Leonardo lived in a time of powerful Italian and French leaders. He serves men of power like Cesare Borgia, Francis I, and Pope Leo X (the son of Lorenzo de’ Medici).
Leonardo serves Cesare Borgia for 8 years as an engineer and artist. He creates the model for a massive horse (a larger mold than had ever been created would be required). It is to be a tribute to Cesare Borgia but it is never cast because of the circumstance of war.
By historical account, Cesare Borgia is ambitious and arrogant. Cesare is alleged to have murdered his brother to assume control of a Papal State. He is alleged to have been responsible for several political assassinations. Leonardo seems to have had no compunction for serving Borgia and appears to have been a confident of the brutal dictator.
Two interesting reveals by Isaacson is Leonardo’s willingness to serve whoever would sponsor his work regardless of their good or bad actions, and his role as a scene creator for theatrical productions. Isaacson’s explanation of Leonardo’s scene creations for plays is revelatory because of the many mechanical inventions drawn by this master of innovation.
One can imagine how thrilled an audience would be at a theatre production that showed Leonardo’s skill as an animator of mechanical wonders. It seems a perfect venue for Leonardo’s inventive mind.
Leonardo becomes friends with luminaries like Niccolo Machiavelli and Luca Pacioli (an Italian mathematician).
Niccolo Machiavelli, 1469-1527, died at age 58. Cesare Borgia is said to have been the model for “The Prince”.
Most, but not all, of Leonardo’s patrons and customers were men or women of great power and wealth. Some, like Borgia had little or no moral conscience. Some with great wealth who requested commissions were ignored by Leonardo.
A younger contemporary of Leonardo is Michelangelo Buonarroti.
Michelangelo is a competitor for Art commissions who disdains Leonardo.
Detail of Michelanglo’s “Doubting Thomas”.
Isaacson notes that Leonardo is no less disdainful of Michelangelo but much less confrontational when asked for opinions about his competitor’s work.
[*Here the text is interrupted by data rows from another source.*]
PR #421, opened 2020-04-08
[R4R] bump SDK version to v0.38.3

fedekunze:


x/bep3/types/msg.go
```diff
@@ -91,49 +95,55 @@ func (msg MsgCreateAtomicSwap) GetSigners() []sdk.AccAddress {
...
-		return sdk.ErrInternal(fmt.Sprintf("expected income %s must be in valid format e.g. 10000ukava", msg.ExpectedIncome))
+		return fmt.Errorf("expected income %s must be in valid format e.g. 10000ukava", msg.ExpectedIncome)
 	}
 	if expectedIncomeCoins.IsAnyGT(msg.Amount) {
-		return sdk.ErrInternal(fmt.Sprintf("expected income %s cannot be greater than amount %s", msg.ExpectedIncome, msg.Amount.String()))
+		return fmt.Errorf("expected income %s cannot be greater than amount %s", msg.ExpectedIncome, msg.Amount.String())
 	}
 	if msg.HeightSpan <= 0 {
-		return sdk.ErrInternal("height span  must be positive")
+		return errors.New("height span  must be positive")
```
denalimarsh, line 146:
```suggestion
		return errors.New("height span must be positive")
```

x/bep3/types/msg.go
```diff
@@ -182,15 +192,18 @@ func (msg MsgClaimAtomicSwap) GetSigners() []sdk.AccAddress {
...
 
 // ValidateBasic validates the MsgClaimAtomicSwap
-func (msg MsgClaimAtomicSwap) ValidateBasic() sdk.Error {
+func (msg MsgClaimAtomicSwap) ValidateBasic() error {
+	if msg.From.Empty() {
+		return sdkerrors.Wrap(sdkerrors.ErrInvalidAddress, "sender address cannot be empty")
+	}
 	if len(msg.From) != AddrByteCount {
-		return sdk.ErrInternal(fmt.Sprintf("the expected address length is %d, actual length is %d", AddrByteCount, len(msg.From)))
+		return sdkerrors.Wrapf(sdkerrors.ErrInvalidAddress, "actual address lenght ≠ expected length (%d ≠ %d)", len(msg.From), AddrByteCount)
```
denalimarsh, line 200:
```suggestion
		return sdkerrors.Wrapf(sdkerrors.ErrInvalidAddress, "actual address length ≠ expected length (%d ≠ %d)", len(msg.From), AddrByteCount)
```

x/bep3/types/params.go
```diff
@@ -102,45 +118,114 @@ func ParamKeyTable() params.KeyTable {
 // pairs of bep3 module's parameters.
 // nolint
 func (p *Params) ParamSetPairs() params.ParamSetPairs {
+	// TODO: Write validation functions
```
denalimarsh, line 121: Same as other comment - can we remove this TODO?

x/bep3/types/params.go
```diff
@@ -102,45 +118,114 @@ func ParamKeyTable() params.KeyTable {
...
+		return err
+	}
+
+	if err := validateMaxBlockLockParam(p.MaxBlockLock); err != nil {
+		return err
+	}
+
 	if p.MinBlockLock >= p.MaxBlockLock {
-		return fmt.Errorf("maximum block lock must be greater than minimum block lock")
+		return fmt.Errorf("minimum block lock ≥ maximum block lock, got %d ≥ %d", p.MinBlockLock, p.MaxBlockLock)
```
denalimarsh, line 145:
```suggestion
		return fmt.Errorf("minimum block lock cannot be ≥ maximum block lock, got %d ≥ %d", p.MinBlockLock, p.MaxBlockLock)
```

x/cdp/keeper/cdp.go
```diff
@@ -340,72 +341,73 @@ func (k Keeper) SetGovDenom(ctx sdk.Context, denom string) {
...
-		return types.ErrCollateralNotSupported(k.codespace, collateralDenom)
+		return sdkerrors.Wrap(types.ErrCollateralNotSupported, collateralDenom)
 	}
+
 	for _, dc := range principal {
 		totalPrincipal := k.GetTotalPrincipal(ctx, collateralDenom, dc.Denom).Add(dc.Amount)
 		collateralLimit := cp.DebtLimit.AmountOf(dc.Denom)
 		if totalPrincipal.GT(collateralLimit) {
-			return types.ErrExceedsDebtLimit(k.codespace, sdk.NewCoins(sdk.NewCoin(dc.Denom, totalPrincipal)), sdk.NewCoins(sdk.NewCoin(dc.Denom, collateralLimit)))
+			return sdkerrors.Wrapf(types.ErrExceedsDebtLimit, "payment %s > debt %s", sdk.NewCoins(sdk.NewCoin(dc.Denom, totalPrincipal)), sdk.NewCoins(sdk.NewCoin(dc.Denom, collateralLimit)))
```
denalimarsh, line 391: nit: Error message is a bit deceiving. The individual payment isn't greater than the outstanding debt limit, the payment puts the outstanding debt above the limit.

x/cdp/keeper/cdp.go
```diff
@@ -340,72 +341,73 @@ func (k Keeper) SetGovDenom(ctx sdk.Context, denom string) {
...
 		}
 		globalLimit := k.GetParams(ctx).GlobalDebtLimit.AmountOf(dc.Denom)
 		if totalPrincipal.GT(globalLimit) {
-			return types.ErrExceedsDebtLimit(k.codespace, sdk.NewCoins(sdk.NewCoin(dc.Denom, totalPrincipal)), sdk.NewCoins(sdk.NewCoin(dc.Denom, globalLimit)))
+			return sdkerrors.Wrapf(types.ErrExceedsDebtLimit, "payment %s > debt %s", sdk.NewCoin(dc.Denom, totalPrincipal), sdk.NewCoin(dc.Denom, globalLimit))
```
denalimarsh, line 395: ditto. Also might be good to differentiate between which limit (collateral vs. global) is being hit in the error message.

x/cdp/keeper/cdp.go
```diff
@@ -340,72 +341,73 @@ func (k Keeper) SetGovDenom(ctx sdk.Context, denom string) {
...
+func (k Keeper) ValidateCollateralizationRatio(ctx sdk.Context, collateral sdk.Coins, principal sdk.Coins, fees sdk.Coins) error {
 	//
 	collateralizationRatio, err := k.CalculateCollateralizationRatio(ctx, collateral, principal, fees)
 	if err != nil {
 		return err
 	}
 	liquidationRatio := k.getLiquidationRatio(ctx, collateral[0].Denom)
 	if collateralizationRatio.LT(liquidationRatio) {
-		return types.ErrInvalidCollateralRatio(k.codespace, collateral[0].Denom, collateralizationRatio, liquidationRatio)
+		return sdkerrors.Wrapf(types.ErrInvalidCollateralRatio, "owner %s, collateral ratio %s, liquidation ration %s", collateral[0].Denom, collateralizationRatio, liquidationRatio)
```
denalimarsh, line 410:
```suggestion
		return sdkerrors.Wrapf(types.ErrInvalidCollateralRatio, "owner %s, collateral ratio %s, liquidation ratio %s", collateral[0].Denom, collateralizationRatio, liquidationRatio)
```

x/cdp/keeper/deposit.go
```diff
@@ -40,45 +41,45 @@ func (k Keeper) DepositCollateral(ctx sdk.Context, owner sdk.AccAddress, deposit
...
+		return sdkerrors.Wrapf(types.ErrCdpNotFound, "owner %s, collateral %s", owner, collateral[0].Denom)
 	}
 	deposit, found := k.GetDeposit(ctx, cdp.ID, depositor)
 	if !found {
-		return types.ErrDepositNotFound(k.codespace, depositor, cdp.ID)
+		return sdkerrors.Wrapf(types.ErrDepositNotFound, "depositor %s, collateral %s", depositor, collateral[0].Denom)
 	}
 	if collateral.IsAnyGT(deposit.Amount) {
-		return types.ErrInvalidWithdrawAmount(k.codespace, collateral, deposit.Amount)
+		return sdkerrors.Wrapf(types.ErrInvalidWithdrawAmount, "owner %s, collateral %s", collateral, deposit.Amount)
```
denalimarsh, line 71: `owner` is out of place in this error message.

x/bep3/types/msg.go
```diff
@@ -36,21 +40,21 @@ var (
...
-	Timestamp           int64          `json:"timestamp"  yaml:"timestamp"`
-	Amount              sdk.Coins      `json:"amount"  yaml:"amount"`
-	ExpectedIncome      string         `json:"expected_income"  yaml:"expected_income"`
-	HeightSpan          int64          `json:"height_span"  yaml:"height_span"`
-	CrossChain          bool           `json:"cross_chain"  yaml:"cross_chain"`
+	From                sdk.AccAddress   `json:"from"  yaml:"from"`
+	To                  sdk.AccAddress   `json:"to"  yaml:"to"`
+	RecipientOtherChain string           `json:"recipient_other_chain"  yaml:"recipient_other_chain"`
+	SenderOtherChain    string           `json:"sender_other_chain"  yaml:"sender_other_chain"`
+	RandomNumberHash    tmbytes.HexBytes `json:"random_number_hash"  yaml:"random_number_hash"`
```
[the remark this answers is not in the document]
fedekunze: the `HexBytes` was moved to `tmbytes` package

x/auction/keeper/bidding_test.go
```diff
@@ -55,319 +56,347 @@ func TestAuctionBidding(t *testing.T) {
...
 		expectedEndTime time.Time
 		expectedBidder  sdk.AccAddress
 		expectedBid     sdk.Coin
-		expectpass      bool
+		expectPass      bool
+		expectPanic     bool
 	}{
 		{
 			"basic: auction doesn't exist",
 			auctionArgs{Surplus, "", c("token1", 1), c("token2", 1), sdk.Coin{}, []sdk.AccAddress{}, []sdk.Int{}},
```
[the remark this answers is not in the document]
denalimarsh: Related to this [comment](https://github.com/Kava-Labs/kava/pull/421/files/#r410400213)
> Should attempting to bid on an auction that doesn't exist cause a panic? Perhaps @rhuairahrighairidh can weigh in as he wrote the auction module.

x/auction/keeper/auctions_test.go
```diff
@@ -267,30 +267,31 @@ func TestStartSurplusAuction(t *testing.T) {
...
 			args{cdp.LiquidatorMacc, c("stable", 10), "gov"},
-			true,
+			true, false,
 		},
 		{
 			"no module account",
 			someTime,
 			args{"nonExistentModule", c("stable", 10), "gov"},
-			false,
+			false, true,
```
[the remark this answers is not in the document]
fedekunze: yeah this is independent of this issue and can be done separately

x/cdp/keeper/cdp.go
```diff
@@ -340,72 +341,73 @@ func (k Keeper) SetGovDenom(ctx sdk.Context, denom string) {
...
+func (k Keeper) ValidatePrincipalAdd(ctx sdk.Context, principal sdk.Coins) error {
 	for _, dc := range principal {
 		dp, found := k.GetDebtParam(ctx, dc.Denom)
 		if !found {
-			return types.ErrDebtNotSupported(k.codespace, dc.Denom)
+			return sdkerrors.Wrap(types.ErrDebtNotSupported, dc.Denom)
 		}
 		if dc.Amount.LT(dp.DebtFloor) {
-			return types.ErrBelowDebtFloor(k.codespace, sdk.NewCoins(dc), dp.DebtFloor)
+			return sdkerrors.Wrapf(types.ErrBelowDebtFloor, "proposed %s < minimum %s", sdk.NewCoins(dc), dp.DebtFloor)
```
rhuairahrighairidh, line 363:
```suggestion
			return sdkerrors.Wrapf(types.ErrBelowDebtFloor, "proposed %s < minimum %s", sdk.Coins{dc}, dp.DebtFloor)
```
While we're changing the errors do you want to remove `NewCoins` from within error messages? If `dc` is invalid in some way (such < 0) then `NewCoins` will panic. The simulator caught this in auction.

x/auction/simulation/params.go
```diff
@@ -17,29 +17,29 @@ func ParamChanges(r *rand.Rand) []simulation.ParamChange {
 	// as strings in JSON (such as time.Duration) have the escaped quotes.
 	// TODO should we encode the values properly with ModuleCdc.MustMarshalJSON()?
 	return []simulation.ParamChange{
-		simulation.NewSimParamChange(types.ModuleName, string(types.KeyBidDuration), "",
+		simulation.NewSimParamChange(types.ModuleName, string(types.KeyBidDuration),
 			func(r *rand.Rand) string {
-				return fmt.Sprintf("\"%d\"", GenBidDuration(r))
+				return fmt.Sprintf("%d", GenBidDuration(r))
```
rhuairahrighairidh, line 22: Should these have escaped quotes?
My understandig was that param changes are stored as json encoded param values. ie time.Duration encodes to a string.

x/auction/simulation/operations.go
```diff
@@ -60,41 +83,56 @@ func SimulateMsgPlaceBid(authKeeper auth.AccountKeeper, keeper auction.Keeper) s
...
+			helpers.DefaultGenTxGas,
+			chainID,
+			[]uint64{bidderAcc.GetAccountNumber()},
+			[]uint64{bidderAcc.GetSequence()},
+			bidder.PrivKey,
+		)
+
+		_, result, err := app.Deliver(tx)
+		if err != nil {
+			return simulation.NoOpMsg(types.ModuleName), nil, err
```
rhuairahrighairidh, line 121: Will returning an error here stop the simulation?

x/cdp/keeper/cdp.go
fedekunze: I'd propose instead: `"proposed %s < minimum %s", dc, dp.DebtFloor)` since it's the same

rhuairahrighairidh: ah yeah, thats nicer

x/kavadist/types/params.go
```diff
@@ -90,22 +90,54 @@ func ParamKeyTable() params.KeyTable {
...
+
+func validatePeriodsParams(i interface{}) error {
+	periods, ok := i.(Periods)
+	if !ok {
+		return fmt.Errorf("invalid parameter type: %T", i)
+	}
+
 	prevEnd := tmtime.Canonical(time.Unix(0, 0))
-	for _, pr := range p.Periods {
+	now := time.Now()
```
rhuairahrighairidh, line 123: I think this could cause validators to disagree on the hash of a block if they have different clock times, and a param change proposal is accepted with a period with an End time that sits in between the validators' clock times.
I'd remove the `time.Now()` call.

x/auction/simulation/operations.go
fedekunze: correct 👍

x/auction/simulation/params.go
fedekunze: good point. Idk tbh, maybe it's the same? The SDK uses both from what I'm seeing

x/bep3/types/msg.go
```diff
@@ -91,49 +95,55 @@ func (msg MsgCreateAtomicSwap) GetSigners() []sdk.AccAddress {
...
+		return fmt.Errorf("the length of random number hash should be %d", RandomNumberHashLength)
 	}
 	if msg.Timestamp <= 0 {
-		return sdk.ErrInternal("timestamp must be positive")
+		return errors.New("timestamp must be positive")
 	}
-	if !msg.Amount.IsAllPositive() {
-		return sdk.ErrInternal(fmt.Sprintf("the swapped out coin must be positive"))
+	if !msg.Amount.IsValid() {
+		return sdkerrors.Wrap(sdkerrors.ErrInvalidCoins, msg.Amount.String())
```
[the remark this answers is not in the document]
fedekunze: good catch. Added that check

x/bep3/keeper/swap.go
```diff
@@ -7,40 +7,37 @@ import (
...
 	// Unix timestamp must be in range [-15 mins, 30 mins] of the current time
 	pastTimestampLimit := ctx.BlockTime().Add(time.Duration(-15) * time.Minute).Unix()
 	futureTimestampLimit := ctx.BlockTime().Add(time.Duration(30) * time.Minute).Unix()
 	if timestamp < pastTimestampLimit || timestamp >= futureTimestampLimit {
-		return types.ErrInvalidTimestamp(k.codespace)
-	}
-
-	// Sanity check on recipient address
-	if recipient.Empty() {
-		return sdk.ErrInvalidAddress("invalid (empty) recipient address")
```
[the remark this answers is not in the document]
fedekunze: I moved it to `msg.ValidateBasic`

x/validator-vesting/types/validator_vesting_account.go
```diff
@@ -199,14 +201,102 @@ func (vva ValidatorVestingAccount) Validate() error {
...
+	ValidatorAddress       sdk.ConsAddress       `json:"validator_address" yaml:"validator_address"`
+	ReturnAddress          sdk.AccAddress        `json:"return_address" yaml:"return_address"`
+	SigningThreshold       int64                 `json:"signing_threshold" yaml:"signing_threshold"`
+	CurrentPeriodProgress  CurrentPeriodProgress `json:"current_period_progress" yaml:"current_period_progress"`
+	VestingPeriodProgress  []VestingProgress     `json:"vesting_period_progress" yaml:"vesting_period_progress"`
+	DebtAfterFailedVesting sdk.Coins             `json:"debt_after_failed_vesting" yaml:"debt_after_failed_vesting"`
+}
+
+// MarshalJSON returns the JSON representation of a PeriodicVestingAccount.
+func (vva ValidatorVestingAccount) MarshalJSON() ([]byte, error) {
```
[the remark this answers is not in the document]
fedekunze: I'll create an issue

x/auction/simulation/params.go
rhuairahrighairidh: After some digging, I think we should do this:
```suggestion
				return string(types.ModuleCdc.MustMarshalJSON(GenBidDuration(r)))
```
When these generated values (string types) are set in the params keeper (through the param gov handler) they're type cast to `[]byte` then unmarshalled from json (using amino) ,  then validated, then marshalled back to json bytes and then set in the param store.

So I think the string formatting is effectively marshalling the types to json, which sounds like a bad idea. I propose replacing it with the proper json marshaller.

I looked at v0.38 sdk modules. Whether they use quotes or not mirrors amino's decision to use quotes when marshalling to json. Which itself seems a bit arbitrary: uint16 - no quotes, uint64 - quotes. It's also inconsistent with golang's encoding/json library (eg marshalling to json with encoding/json then unmarhaling with amino can produce incorrect values)

I'll create an issue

Isaacson wrote a biography of Stephen Jobs and often refers to Jobs’ driven personality.
His biography of Leonardo shows a commonality between these two geniuses. They both looked for perfection in their work.
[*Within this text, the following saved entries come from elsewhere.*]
PR #427, opened 2020-04-12
[R4R] Remove non-determinism from bep3 sims

karzak:


x/bep3/simulation/genesis.go
```diff
@@ -53,7 +52,6 @@ func GenMaxBlockLock(r *rand.Rand, minBlockLock int64) int64 {
 func GenSupportedAssets(r *rand.Rand) types.AssetParams {
 	var assets types.AssetParams
 	for i := 0; i < (r.Intn(10) + 1); i++ {
```
rhuairahrighairidh, line 54: nit: this line will generate a new random number every iteration of the loop as the `r.Intn(10)` expression is evaluated each time
I think the end result of iterating some random number of times is the same, but might be cleaner to pick the random number outside the loop.

denalimarsh:
utACK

From a painting of the Last Supper, to the image of Saint Jerome in the Wilderness, to the Mona Lisa, Isaacson shows Leonardo to be among the most creative artist of all time. Leonardo’s understanding of light and shadow, human vision, physiology, and facial expression contribute to art what E=MC squared contributed to physics.
(Sadly, Isaacson notes much of “The Last Supper” shows little of Leonardo’s original work because of cleanings and restorations over the centuries.)
Isaacson shows Leonardo is much more than an artist. From the idea of creating power from water movement to the planning of cities for Kings, Leonardo da Vinci is shown to be an insightful civil engineer. In sum, Isaacson implies Leonardo’s insights rival all the savants of history. Leonardo da Vinci is an artist and scientist ahead of his time.